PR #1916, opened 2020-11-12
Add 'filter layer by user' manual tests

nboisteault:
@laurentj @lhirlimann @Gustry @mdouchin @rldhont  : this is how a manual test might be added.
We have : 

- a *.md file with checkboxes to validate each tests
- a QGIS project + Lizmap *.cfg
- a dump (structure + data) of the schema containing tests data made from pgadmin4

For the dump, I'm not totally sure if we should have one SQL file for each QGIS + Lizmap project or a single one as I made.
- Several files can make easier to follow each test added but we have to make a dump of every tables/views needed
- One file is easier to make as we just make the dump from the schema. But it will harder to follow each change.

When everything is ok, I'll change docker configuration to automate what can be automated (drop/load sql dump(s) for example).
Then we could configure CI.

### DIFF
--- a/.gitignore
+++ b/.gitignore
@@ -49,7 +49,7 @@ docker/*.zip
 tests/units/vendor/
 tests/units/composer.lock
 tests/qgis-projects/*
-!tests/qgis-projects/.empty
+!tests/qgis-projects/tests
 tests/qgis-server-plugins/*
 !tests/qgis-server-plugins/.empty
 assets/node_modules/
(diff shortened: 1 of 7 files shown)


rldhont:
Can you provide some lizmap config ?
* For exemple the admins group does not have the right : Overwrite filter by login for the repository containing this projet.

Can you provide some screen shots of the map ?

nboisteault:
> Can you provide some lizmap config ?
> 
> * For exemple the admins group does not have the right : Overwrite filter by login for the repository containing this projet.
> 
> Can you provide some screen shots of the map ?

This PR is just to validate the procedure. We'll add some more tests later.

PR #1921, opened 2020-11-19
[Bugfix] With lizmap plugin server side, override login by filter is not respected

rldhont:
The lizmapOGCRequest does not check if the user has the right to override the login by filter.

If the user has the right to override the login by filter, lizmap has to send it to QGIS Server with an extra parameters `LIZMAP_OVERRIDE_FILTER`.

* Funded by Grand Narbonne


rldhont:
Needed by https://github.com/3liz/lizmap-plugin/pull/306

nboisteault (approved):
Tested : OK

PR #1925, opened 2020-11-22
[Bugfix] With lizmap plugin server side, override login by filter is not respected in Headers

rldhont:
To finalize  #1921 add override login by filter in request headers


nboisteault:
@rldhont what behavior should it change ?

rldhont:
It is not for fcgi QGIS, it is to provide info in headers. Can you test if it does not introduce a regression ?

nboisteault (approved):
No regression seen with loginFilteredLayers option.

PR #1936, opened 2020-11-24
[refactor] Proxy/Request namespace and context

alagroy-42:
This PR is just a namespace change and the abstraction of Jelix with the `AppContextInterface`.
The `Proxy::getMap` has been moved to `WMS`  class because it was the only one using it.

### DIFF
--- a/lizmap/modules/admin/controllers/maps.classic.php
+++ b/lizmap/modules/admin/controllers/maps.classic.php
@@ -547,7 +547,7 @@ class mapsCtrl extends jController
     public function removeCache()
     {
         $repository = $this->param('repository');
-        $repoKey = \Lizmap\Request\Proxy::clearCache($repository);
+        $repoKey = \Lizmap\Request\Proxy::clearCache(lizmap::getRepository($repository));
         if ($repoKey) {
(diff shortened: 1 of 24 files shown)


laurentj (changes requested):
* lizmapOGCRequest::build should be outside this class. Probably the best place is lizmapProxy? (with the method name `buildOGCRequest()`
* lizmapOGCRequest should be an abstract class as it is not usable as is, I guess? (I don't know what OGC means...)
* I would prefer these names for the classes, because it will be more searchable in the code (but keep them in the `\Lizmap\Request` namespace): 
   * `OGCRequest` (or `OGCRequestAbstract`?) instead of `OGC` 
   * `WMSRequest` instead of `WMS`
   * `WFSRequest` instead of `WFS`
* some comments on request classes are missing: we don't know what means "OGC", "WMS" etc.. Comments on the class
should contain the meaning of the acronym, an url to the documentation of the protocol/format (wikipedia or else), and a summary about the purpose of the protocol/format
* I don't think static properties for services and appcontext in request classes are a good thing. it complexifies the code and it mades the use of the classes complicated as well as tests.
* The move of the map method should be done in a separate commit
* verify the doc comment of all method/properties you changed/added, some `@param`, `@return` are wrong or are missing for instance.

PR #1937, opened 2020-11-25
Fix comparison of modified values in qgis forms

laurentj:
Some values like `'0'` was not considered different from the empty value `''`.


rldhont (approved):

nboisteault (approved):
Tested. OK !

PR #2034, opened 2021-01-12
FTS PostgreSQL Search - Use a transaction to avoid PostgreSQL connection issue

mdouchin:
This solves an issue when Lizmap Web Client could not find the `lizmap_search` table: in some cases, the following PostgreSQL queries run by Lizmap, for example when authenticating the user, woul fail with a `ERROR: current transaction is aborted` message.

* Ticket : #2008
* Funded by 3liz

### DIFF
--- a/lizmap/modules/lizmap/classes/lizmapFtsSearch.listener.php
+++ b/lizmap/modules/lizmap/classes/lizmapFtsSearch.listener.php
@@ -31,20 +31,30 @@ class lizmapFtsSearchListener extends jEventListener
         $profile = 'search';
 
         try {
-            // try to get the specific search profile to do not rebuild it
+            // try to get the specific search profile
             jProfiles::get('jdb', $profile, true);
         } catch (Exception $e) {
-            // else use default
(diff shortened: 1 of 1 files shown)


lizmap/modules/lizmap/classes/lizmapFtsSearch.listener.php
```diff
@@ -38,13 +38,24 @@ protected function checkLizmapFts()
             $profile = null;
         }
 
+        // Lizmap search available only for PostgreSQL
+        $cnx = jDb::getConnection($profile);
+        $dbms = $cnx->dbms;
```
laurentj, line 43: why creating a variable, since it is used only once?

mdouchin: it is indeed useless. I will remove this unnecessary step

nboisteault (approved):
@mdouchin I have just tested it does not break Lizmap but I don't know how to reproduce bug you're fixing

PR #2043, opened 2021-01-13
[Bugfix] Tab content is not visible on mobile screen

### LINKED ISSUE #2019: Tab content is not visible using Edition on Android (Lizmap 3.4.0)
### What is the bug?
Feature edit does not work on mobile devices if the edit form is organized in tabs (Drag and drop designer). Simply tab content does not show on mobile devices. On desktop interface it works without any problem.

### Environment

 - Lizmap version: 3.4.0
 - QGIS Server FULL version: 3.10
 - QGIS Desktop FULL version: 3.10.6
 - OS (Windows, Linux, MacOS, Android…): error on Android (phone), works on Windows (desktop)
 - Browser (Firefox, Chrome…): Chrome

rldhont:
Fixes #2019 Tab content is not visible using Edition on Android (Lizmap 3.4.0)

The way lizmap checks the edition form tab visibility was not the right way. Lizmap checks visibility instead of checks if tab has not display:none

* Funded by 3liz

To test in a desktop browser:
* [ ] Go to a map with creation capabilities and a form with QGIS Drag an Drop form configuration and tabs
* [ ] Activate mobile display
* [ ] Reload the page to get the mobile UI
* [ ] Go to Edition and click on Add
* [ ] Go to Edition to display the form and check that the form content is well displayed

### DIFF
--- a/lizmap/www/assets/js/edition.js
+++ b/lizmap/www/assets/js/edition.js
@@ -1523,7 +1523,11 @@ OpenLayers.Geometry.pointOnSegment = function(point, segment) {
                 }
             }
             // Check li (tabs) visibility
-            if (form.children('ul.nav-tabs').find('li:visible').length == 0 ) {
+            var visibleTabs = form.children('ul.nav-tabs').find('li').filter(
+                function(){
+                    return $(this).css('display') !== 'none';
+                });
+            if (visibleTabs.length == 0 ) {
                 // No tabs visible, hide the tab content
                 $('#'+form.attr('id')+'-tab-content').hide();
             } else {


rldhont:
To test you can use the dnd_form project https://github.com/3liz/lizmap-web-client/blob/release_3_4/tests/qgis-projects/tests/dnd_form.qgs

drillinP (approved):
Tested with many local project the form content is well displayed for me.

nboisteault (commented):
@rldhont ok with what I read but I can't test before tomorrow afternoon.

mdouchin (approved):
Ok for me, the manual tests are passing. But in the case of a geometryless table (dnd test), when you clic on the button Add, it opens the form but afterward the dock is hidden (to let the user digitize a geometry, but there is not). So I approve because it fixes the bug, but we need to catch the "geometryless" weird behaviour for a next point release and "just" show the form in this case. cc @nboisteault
________________________
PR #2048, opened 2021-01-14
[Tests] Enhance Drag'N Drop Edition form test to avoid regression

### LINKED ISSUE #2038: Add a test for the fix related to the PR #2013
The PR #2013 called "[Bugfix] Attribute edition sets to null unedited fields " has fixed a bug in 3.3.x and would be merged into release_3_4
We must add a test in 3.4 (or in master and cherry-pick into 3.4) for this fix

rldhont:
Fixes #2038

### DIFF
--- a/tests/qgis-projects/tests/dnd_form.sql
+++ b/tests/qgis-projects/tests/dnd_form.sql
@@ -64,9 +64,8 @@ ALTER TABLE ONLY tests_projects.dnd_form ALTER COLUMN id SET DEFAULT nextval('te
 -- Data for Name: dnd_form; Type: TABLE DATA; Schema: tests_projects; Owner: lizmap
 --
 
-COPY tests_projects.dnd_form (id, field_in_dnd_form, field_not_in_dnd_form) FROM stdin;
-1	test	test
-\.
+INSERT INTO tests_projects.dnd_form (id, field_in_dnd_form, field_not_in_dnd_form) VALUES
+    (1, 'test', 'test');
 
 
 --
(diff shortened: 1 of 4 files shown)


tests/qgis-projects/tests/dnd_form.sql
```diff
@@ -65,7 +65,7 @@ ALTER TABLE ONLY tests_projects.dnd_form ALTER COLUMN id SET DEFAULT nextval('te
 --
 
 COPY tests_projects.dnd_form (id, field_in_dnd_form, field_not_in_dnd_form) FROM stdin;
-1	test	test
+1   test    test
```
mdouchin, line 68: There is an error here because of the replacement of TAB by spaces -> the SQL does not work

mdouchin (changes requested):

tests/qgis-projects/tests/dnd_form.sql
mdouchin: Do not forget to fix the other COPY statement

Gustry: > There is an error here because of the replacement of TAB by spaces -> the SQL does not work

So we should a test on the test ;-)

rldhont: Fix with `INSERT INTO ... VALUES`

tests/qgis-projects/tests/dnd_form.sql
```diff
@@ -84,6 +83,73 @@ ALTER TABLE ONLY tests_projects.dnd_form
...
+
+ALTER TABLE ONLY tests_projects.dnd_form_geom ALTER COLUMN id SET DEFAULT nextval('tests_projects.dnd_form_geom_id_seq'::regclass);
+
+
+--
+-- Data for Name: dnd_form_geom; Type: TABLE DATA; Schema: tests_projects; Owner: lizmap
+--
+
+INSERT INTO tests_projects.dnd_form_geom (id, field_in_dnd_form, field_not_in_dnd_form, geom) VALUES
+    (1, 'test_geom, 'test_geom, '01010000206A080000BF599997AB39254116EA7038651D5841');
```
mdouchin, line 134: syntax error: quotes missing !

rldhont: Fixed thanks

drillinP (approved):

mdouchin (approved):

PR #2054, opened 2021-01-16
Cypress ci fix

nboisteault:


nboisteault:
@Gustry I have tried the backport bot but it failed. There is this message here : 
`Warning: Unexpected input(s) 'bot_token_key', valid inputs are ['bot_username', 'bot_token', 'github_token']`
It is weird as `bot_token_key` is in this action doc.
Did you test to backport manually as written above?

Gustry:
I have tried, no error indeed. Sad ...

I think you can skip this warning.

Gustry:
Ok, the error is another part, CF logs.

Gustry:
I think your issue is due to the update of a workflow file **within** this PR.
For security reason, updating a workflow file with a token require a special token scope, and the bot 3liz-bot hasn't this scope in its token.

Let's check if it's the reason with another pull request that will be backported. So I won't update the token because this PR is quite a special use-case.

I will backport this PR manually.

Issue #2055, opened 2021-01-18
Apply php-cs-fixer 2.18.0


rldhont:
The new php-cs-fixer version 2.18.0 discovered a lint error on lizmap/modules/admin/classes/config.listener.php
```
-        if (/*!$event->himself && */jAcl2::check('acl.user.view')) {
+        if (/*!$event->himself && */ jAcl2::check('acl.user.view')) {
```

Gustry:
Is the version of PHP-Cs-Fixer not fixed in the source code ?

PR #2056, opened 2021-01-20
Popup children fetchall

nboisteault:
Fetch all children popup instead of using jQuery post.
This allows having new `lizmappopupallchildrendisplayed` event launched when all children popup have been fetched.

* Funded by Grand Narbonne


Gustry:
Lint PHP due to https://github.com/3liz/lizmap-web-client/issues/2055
________________________
What needs to be done: From the entries above, restate word for word the lines from the line containing "PR #1916, opened 2020-11-12" to the line containing "For the dump, I'm", both ends included, and nothing more.

Written solution:
PR #1916, opened 2020-11-12
Add 'filter layer by user' manual tests

nboisteault:
@laurentj @lhirlimann @Gustry @mdouchin @rldhont  : this is how a manual test might be added.
We have : 

- a *.md file with checkboxes to validate each tests
- a QGIS project + Lizmap *.cfg
- a dump (structure + data) of the schema containing tests data made from pgadmin4

For the dump, I'm not totally sure if we should have one SQL file for each QGIS + Lizmap project or a single one as I made.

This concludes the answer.